Urban Land spoke with Segal about The Continental and his innovative approach to projects that push the envelope of possibilities.
What makes your firm stand out?
Segal: We don’t have any clients. We do our own work. We develop our own work. Each project that we do is sort of an experiment of what we think is pertinent to the time or germane to what is at issue at the time.
Every time we do something, it’s rooted in architecture—it’s not from development. It’s not numbers. It’s not beans. It’s not density. It is: What is right and what are we trying to investigate as an urban architectural experiment?

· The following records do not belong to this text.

PR #8141, opened 2026-06-04
Fix CGAL 6.x build: add Point_d_4d_Less comparator for std::map

brunopostle:
CGAL 6.x deleted operator< from Point_d, so std::map<Point_d, ...> no longer compiles.

This pull request adds a custom lexicographic comparator and updates the three affected maps in snap_halfspaces and snap_halfspaces_2.

This is a claude-suggested fix

### DIFF
--- a/src/ifcgeom/kernels/cgal/nef_to_halfspace_tree.h
+++ b/src/ifcgeom/kernels/cgal/nef_to_halfspace_tree.h
@@ -116,6 +116,18 @@ template <typename Kernel>
 using plane_map = std::map<typename Kernel::Plane_3, typename Kernel::Plane_3, PlaneLess<Kernel>>;
 // using plane_map = std::unordered_map<typename Kernel::Plane_3, typename Kernel::Plane_3, PlaneHash<Kernel>>;
 
+// Lexicographic comparator for CGAL Point_d (operator< is deleted in CGAL 6.x)
+struct Point_d_4d_Less {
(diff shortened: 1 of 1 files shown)


src/ifcgeom/kernels/cgal/nef_to_halfspace_tree.h
```diff
@@ -116,6 +116,18 @@ template <typename Kernel>
 using plane_map = std::map<typename Kernel::Plane_3, typename Kernel::Plane_3, PlaneLess<Kernel>>;
 // using plane_map = std::unordered_map<typename Kernel::Plane_3, typename Kernel::Plane_3, PlaneHash<Kernel>>;
 
+// Lexicographic comparator for CGAL Point_d (operator< is deleted in CGAL 6.x)
+struct Point_d_4d_Less {
+	using Point_d = CGAL::Epick_d<CGAL::Dimension_tag<4>>::Point_d;
+	bool operator()(const Point_d& a, const Point_d& b) const {
+		for (int i = 0; i < 4; ++i) {
```
aothms: It's minor but I prefer to use

std::lexicographical_compare

on the ranges a.cartesian_begin() / end b.cartesian_begin() / end

without the hardcoded 4.

aothms (changes requested):

brunopostle:
Ok, fixed in 2857302, build is ok across three fedora versions (but all using -DCMAKE_CXX_STANDARD=20)

aothms:
Many thanks!

PR #8142, opened 2026-06-04
Add missing standard library includes for self-sufficient headers

brunopostle:
Fixes builds with newer GCC/libstdc++ that no longer provide <cstdint>, <cstring>, <cfloat>, <memory>, <algorithm> etc. transitively.

This was needed because the latest RocksDB 11.x headers require c++20

Also disambiguates visit<> calls in taxonomy.h with the full namespace and casts the character value in IfcCharacterDecoder to uint32_t to silence ambiguous overload warnings.

These are claude-suggested fixes


aothms:
Thanks!

PR #8143, opened 2026-06-04
Fix HDF5 config-mode detection to use shared library when static is absent

brunopostle:
When HDF5 is found via its CMake config file, the code previously hardcoded the hdf5_cpp-static target.

On distributions that ship only shared HDF5 (e.g. Fedora rawhide where the config file was added in a newer package), this caused a link failure. Now checks for hdf5_cpp-static, hdf5_cpp-shared, and hdf5::hdf5_cpp-shared in order, falling back to module-mode discovery.

this is a claude-suggested fix


aothms:
Thanks :) note that we want to get rid of hdf5 in v0.9 since we only use it for caching and we have this new viewer format.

The Continental was created because the housing downtown was expensive and we needed to create some kind of workforce housing so people who didn’t have cars and could not pay the extra freight for a parking space could have a unit and we wouldn’t have to build an underground parking garage, which would save us money. And that was the genesis of what we wanted to do. We wanted to provide urban workforce housing.

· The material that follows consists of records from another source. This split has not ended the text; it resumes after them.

Issue #372, opened 2017-08-28
psycopg2.OperationalError: server closed the connection unexpectedly


soar:
I'm using aiopg with SqlAlchemy support. All your examples looks like:

```python
async with create_engine(...) as engine:
        async with engine.acquire() as conn:
            await conn.execute(...)
```

But I think this is wrong way: you shouldn't `create_engine` on every DB call. So engine object should be reusable instance in whole app. I've tried to use it like this:

```python
# Somewhere on app init stage:
async def init_db_engine():
    db_engine = await aiopg.sa.create_engine(**engine_init_params)
    return db_engine

# Somewhere on app stop stage:
async def release_db_engine(db_engine):
    db_engine.close()
    return await db_engine.wait_closed()

# In some handlers:
async def get(*args, **kwargs):
    redirect_table = app.db.models.redirect.Redirect.__table__
    async with self.application.db.acquire() as conn:
        redirect_query = redirect_table.select().where(...)
        redirect_query_result = await conn.execute(redirect_query)
        redirect_info = await redirect_query_result.fetchone()
```

All looks like good, but... After some time of program inactivity any call to database fails with error:

```
	value = future.result()
	resp = yield from self._coro
	redirect_query_result = await conn.execute(redirect_query)
File "/usr/local/lib/python3.6/site-packages/aiopg/utils.py", line 72, in __await__
File "/usr/local/lib/python3.6/site-packages/aiopg/cursor.py", line 113, in execute
File "/usr/local/lib/python3.6/site-packages/aiopg/connection.py", line 237, in _poll
	yield from self._conn._poll(waiter, timeout)
	yield from cursor.execute(str(compiled), post_processed_params[0])
File "/usr/local/lib/python3.6/site-packages/aiopg/sa/connection.py", line 110, in _execute
	return fut.result()
File "/usr/local/lib/python3.6/asyncio/tasks.py", line 358, in wait_for
File "/usr/local/lib/python3.6/site-packages/aiopg/connection.py", line 134, in _ready
	yield from asyncio.wait_for(self._waiter, timeout, loop=self._loop)

psycopg2.OperationalError: server closed the connection unexpectedly before or while processing the request. This probably means the server terminated abnormally
```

How was this project informed by the California housing crisis and what are the chief obstacles to getting this type of affordable project done?
Segal: This was our answer to the current housing affordability crisis. It’s the law of economics; it’s supply and demand. If there’s big demand, and little supply, things get expensive. There’s a whole bunch of supply and no demand, things get real cheap.

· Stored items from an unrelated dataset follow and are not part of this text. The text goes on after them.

PR #398, opened 2017-11-14
Added Logging when connection pool is full and waiting 

him3010:


asvetlov:
Full connection pool is a normal situation, it could happen many times during program lifecicle.
The problem is raised when the pool is full for long time.

Logging every event when the pool becomes full generates too many useless noise.
If you need such information -- use monitoring tools like Prometeus, Graphite/Graphana etc.

PR #412, opened 2017-12-28
Fix SQLAlchemy 1.2.0 compatibility

### LINKED ISSUE #411: Broken compatibility with new release of SQLAlchemy 1.2.0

I don’t think that the cities are allowing us to build quickly enough and easily enough and efficiently enough. They’re still getting in our way. They’re just not letting the gates open. It’s amazing to try and get something processed still. The fees are outrageous. I wish that we could work closely with cities to vet issues that would make it more efficient to process a building permit—clearly, that would be the key to the supply issue.
What inspired the design of The Continental?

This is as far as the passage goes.